### [The problem]
Each line of the records below that contains "code" needs to be copied.

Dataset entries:
==================================================

PR #174, opened 2025-06-12
add quickstart code as an example

drguthals:


diptanu:
Making this a notebook might be better.

drguthals:
We will also make it a notebook, but devs expect to be able to copy and paste code snippets from docs also. I will add an issue for that though 👍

==================================================

### [Exercise output]
add quickstart code as an example
We will also make it a notebook, but devs expect to be able to copy and paste code snippets from docs also. I will add an issue for that though 👍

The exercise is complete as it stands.